▶ [DATASET EXCERPTS]:
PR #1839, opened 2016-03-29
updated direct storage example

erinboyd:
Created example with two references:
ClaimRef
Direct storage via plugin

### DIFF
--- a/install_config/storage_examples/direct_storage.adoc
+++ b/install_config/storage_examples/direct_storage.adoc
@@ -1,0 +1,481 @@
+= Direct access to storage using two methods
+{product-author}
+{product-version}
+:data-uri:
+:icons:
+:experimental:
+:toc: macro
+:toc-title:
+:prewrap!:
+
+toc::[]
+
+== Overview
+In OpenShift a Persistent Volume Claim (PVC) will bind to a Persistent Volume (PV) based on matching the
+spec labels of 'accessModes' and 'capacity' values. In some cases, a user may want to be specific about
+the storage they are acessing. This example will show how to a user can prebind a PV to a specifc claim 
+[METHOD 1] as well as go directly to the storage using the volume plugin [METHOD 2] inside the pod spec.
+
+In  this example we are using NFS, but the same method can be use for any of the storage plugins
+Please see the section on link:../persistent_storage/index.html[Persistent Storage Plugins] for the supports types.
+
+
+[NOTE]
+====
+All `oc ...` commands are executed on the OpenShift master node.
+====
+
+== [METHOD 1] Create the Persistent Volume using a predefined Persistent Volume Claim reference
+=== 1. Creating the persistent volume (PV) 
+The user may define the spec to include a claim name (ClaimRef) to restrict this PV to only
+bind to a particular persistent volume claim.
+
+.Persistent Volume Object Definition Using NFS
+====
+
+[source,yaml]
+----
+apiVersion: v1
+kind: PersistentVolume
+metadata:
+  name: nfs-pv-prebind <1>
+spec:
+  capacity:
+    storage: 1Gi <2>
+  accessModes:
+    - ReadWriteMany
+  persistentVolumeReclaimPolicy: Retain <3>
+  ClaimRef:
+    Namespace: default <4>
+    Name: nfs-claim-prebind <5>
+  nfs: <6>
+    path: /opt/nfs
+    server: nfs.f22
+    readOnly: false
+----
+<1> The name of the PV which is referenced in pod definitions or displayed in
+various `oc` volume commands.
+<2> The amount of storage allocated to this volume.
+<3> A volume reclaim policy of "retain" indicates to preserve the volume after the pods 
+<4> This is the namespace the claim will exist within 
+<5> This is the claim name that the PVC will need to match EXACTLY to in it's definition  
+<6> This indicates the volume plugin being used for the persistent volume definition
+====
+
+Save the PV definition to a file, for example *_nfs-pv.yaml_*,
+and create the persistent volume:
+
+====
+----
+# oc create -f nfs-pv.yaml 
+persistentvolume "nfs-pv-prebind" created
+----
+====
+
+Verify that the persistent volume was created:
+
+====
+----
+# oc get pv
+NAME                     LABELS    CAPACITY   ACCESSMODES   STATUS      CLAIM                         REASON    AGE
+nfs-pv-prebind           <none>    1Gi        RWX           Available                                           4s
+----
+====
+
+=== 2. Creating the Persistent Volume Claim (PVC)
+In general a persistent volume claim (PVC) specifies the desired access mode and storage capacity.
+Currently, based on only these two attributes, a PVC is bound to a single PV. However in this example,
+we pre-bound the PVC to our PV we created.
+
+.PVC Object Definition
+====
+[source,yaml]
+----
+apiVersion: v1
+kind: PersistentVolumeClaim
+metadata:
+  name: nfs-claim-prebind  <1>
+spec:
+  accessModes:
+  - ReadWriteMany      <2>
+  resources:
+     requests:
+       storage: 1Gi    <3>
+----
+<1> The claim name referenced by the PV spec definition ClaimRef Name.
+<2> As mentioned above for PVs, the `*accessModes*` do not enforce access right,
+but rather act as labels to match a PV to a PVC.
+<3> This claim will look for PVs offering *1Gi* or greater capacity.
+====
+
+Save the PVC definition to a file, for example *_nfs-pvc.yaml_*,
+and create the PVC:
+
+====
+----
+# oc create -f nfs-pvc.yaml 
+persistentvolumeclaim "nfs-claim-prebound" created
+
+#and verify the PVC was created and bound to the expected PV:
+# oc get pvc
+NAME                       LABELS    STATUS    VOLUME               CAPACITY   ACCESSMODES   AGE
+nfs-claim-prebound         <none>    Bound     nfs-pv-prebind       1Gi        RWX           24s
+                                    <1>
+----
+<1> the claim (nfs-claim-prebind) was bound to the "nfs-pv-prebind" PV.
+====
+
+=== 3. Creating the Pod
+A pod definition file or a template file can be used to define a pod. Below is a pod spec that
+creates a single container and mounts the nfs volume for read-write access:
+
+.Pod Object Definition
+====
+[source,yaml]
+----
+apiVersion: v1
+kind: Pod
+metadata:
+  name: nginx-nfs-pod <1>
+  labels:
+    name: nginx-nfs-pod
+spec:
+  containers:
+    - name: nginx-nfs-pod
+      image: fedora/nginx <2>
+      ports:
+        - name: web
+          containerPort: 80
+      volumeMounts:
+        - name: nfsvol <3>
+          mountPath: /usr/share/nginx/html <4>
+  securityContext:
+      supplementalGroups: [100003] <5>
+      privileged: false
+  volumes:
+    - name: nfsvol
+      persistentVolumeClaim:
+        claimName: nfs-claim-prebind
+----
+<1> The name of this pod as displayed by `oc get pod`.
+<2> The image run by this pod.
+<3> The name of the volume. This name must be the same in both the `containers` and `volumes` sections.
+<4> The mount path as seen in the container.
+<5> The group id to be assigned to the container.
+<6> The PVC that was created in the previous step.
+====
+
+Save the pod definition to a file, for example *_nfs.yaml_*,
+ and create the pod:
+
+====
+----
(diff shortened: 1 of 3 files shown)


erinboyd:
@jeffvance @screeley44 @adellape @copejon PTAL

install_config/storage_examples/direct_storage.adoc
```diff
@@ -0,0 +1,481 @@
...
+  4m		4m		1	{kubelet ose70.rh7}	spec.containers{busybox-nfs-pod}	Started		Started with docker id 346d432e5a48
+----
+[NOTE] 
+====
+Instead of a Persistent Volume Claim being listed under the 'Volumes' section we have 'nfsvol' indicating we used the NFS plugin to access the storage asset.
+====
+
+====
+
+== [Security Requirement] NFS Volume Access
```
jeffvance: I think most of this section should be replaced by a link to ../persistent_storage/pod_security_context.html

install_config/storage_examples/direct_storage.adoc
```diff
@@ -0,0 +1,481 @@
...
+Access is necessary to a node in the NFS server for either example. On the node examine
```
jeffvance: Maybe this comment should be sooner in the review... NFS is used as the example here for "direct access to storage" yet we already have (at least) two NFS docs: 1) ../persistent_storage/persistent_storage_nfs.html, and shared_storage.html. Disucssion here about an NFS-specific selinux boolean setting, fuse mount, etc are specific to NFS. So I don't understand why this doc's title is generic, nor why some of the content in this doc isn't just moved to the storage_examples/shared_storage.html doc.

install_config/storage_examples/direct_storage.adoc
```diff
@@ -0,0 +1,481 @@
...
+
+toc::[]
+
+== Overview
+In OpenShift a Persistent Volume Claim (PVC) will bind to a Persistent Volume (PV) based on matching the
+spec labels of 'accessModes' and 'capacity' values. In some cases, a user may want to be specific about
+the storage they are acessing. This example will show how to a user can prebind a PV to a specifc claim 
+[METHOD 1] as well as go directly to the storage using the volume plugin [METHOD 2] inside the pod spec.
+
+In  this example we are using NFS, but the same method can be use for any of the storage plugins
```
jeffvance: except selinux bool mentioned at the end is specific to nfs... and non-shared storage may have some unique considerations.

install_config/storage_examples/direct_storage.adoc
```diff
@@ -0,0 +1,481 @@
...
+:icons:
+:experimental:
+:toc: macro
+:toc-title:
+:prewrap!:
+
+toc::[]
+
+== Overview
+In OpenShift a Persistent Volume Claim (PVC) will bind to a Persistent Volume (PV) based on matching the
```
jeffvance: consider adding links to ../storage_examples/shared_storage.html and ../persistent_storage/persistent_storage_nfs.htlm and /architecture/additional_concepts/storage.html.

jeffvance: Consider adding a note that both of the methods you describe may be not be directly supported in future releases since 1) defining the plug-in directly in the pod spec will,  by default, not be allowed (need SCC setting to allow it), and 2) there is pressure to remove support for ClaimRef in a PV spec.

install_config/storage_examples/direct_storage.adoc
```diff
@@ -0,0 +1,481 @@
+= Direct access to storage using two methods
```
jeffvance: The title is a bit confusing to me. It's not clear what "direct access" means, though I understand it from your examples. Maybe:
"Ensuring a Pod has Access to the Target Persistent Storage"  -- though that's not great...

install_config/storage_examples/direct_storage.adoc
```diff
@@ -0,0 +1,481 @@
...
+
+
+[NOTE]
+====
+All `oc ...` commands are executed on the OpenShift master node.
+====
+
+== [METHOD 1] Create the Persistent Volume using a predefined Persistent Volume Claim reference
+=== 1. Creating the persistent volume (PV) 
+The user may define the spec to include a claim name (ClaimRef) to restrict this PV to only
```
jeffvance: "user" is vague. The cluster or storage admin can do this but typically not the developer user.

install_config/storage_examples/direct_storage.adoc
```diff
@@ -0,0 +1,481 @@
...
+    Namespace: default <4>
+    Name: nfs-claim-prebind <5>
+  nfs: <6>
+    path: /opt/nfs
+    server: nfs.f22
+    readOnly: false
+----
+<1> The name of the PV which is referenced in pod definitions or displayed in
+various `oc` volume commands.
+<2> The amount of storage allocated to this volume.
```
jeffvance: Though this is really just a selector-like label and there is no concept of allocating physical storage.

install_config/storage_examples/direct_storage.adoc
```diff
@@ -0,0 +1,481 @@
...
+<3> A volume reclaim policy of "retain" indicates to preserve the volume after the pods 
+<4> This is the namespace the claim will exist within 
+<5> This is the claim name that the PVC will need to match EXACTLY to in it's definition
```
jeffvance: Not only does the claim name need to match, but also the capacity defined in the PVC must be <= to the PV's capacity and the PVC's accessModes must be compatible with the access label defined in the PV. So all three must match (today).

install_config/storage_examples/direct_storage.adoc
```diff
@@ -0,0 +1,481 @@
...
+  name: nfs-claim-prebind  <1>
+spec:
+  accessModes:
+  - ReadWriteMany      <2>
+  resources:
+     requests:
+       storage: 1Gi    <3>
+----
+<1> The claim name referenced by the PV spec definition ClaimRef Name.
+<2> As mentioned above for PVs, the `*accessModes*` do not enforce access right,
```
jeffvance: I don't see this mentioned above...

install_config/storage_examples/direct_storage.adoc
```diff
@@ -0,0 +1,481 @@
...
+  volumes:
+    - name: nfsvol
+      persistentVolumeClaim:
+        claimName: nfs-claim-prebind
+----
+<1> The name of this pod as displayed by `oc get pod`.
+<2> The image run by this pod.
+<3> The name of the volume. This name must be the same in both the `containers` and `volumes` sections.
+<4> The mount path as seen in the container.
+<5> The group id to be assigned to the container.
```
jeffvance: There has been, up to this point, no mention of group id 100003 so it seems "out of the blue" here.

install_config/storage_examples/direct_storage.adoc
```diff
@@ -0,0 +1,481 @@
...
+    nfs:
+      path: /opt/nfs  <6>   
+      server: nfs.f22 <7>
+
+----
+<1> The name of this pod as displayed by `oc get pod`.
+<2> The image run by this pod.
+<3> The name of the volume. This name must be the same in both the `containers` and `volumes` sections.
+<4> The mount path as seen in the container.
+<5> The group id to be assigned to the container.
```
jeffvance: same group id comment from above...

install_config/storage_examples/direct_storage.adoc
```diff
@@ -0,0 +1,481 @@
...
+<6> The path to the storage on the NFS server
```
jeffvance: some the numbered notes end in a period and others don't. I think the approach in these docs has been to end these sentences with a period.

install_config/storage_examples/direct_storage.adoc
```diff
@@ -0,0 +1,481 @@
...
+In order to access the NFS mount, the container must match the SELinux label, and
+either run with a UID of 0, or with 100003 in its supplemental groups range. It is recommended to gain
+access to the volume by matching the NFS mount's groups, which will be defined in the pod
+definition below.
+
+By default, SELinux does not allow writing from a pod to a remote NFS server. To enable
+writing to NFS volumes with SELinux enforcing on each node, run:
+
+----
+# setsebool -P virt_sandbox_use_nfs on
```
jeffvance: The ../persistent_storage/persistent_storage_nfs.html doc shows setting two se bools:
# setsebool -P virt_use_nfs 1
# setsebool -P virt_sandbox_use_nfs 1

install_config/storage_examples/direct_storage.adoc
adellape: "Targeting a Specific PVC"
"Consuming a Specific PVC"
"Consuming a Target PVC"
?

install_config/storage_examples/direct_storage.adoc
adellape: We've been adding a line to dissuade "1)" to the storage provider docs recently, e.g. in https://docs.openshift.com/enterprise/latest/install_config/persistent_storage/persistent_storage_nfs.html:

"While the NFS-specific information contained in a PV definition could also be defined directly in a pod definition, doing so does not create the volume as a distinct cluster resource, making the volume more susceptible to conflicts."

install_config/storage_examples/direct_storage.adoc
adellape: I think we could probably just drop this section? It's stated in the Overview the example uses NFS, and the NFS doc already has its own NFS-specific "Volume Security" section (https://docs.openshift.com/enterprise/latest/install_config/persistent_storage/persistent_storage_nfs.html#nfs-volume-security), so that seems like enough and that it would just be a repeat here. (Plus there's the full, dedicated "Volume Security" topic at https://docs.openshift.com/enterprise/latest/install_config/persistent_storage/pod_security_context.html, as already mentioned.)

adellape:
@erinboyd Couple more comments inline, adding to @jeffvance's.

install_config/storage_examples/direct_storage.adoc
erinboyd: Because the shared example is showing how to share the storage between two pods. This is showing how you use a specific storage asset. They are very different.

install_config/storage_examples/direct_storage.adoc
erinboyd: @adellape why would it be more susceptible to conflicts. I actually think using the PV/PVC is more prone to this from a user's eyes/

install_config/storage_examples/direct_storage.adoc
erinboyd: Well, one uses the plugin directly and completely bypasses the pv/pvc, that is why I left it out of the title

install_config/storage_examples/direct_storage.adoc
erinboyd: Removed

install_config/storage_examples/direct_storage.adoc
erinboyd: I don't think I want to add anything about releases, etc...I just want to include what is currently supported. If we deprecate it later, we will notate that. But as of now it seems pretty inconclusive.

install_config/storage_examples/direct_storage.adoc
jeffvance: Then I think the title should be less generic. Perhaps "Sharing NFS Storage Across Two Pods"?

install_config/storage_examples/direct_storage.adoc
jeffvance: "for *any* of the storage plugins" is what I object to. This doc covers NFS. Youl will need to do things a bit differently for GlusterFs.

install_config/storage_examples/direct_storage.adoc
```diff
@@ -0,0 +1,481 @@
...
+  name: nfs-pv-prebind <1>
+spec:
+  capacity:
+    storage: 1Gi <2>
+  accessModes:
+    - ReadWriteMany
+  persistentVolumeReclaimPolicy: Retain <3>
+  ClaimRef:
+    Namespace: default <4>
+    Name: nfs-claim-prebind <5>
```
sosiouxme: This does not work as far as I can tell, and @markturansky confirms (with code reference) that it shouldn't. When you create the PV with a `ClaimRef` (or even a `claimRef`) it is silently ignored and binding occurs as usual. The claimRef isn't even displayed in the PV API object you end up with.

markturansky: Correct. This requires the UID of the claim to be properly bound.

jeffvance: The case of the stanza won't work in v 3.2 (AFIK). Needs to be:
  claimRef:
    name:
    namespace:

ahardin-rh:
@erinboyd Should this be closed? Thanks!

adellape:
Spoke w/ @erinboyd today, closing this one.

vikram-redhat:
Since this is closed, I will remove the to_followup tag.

* * *

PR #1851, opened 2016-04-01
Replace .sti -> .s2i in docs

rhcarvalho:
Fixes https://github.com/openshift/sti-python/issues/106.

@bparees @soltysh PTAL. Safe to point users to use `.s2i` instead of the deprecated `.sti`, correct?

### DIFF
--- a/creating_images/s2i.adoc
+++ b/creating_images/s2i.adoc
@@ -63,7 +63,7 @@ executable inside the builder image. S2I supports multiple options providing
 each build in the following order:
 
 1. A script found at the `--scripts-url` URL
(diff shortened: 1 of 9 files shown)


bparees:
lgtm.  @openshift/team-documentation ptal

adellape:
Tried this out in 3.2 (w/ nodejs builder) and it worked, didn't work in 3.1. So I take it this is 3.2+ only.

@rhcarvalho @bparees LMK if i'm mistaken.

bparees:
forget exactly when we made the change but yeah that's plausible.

---

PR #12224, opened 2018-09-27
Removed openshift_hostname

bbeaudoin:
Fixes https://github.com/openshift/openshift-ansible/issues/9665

▶ [TASK ITEM]: With the string "github" as the key, filter the data above and show the lines that match.

▶ [OUTPUT]:
Fixes https://github.com/openshift/sti-python/issues/106.
Fixes https://github.com/openshift/openshift-ansible/issues/9665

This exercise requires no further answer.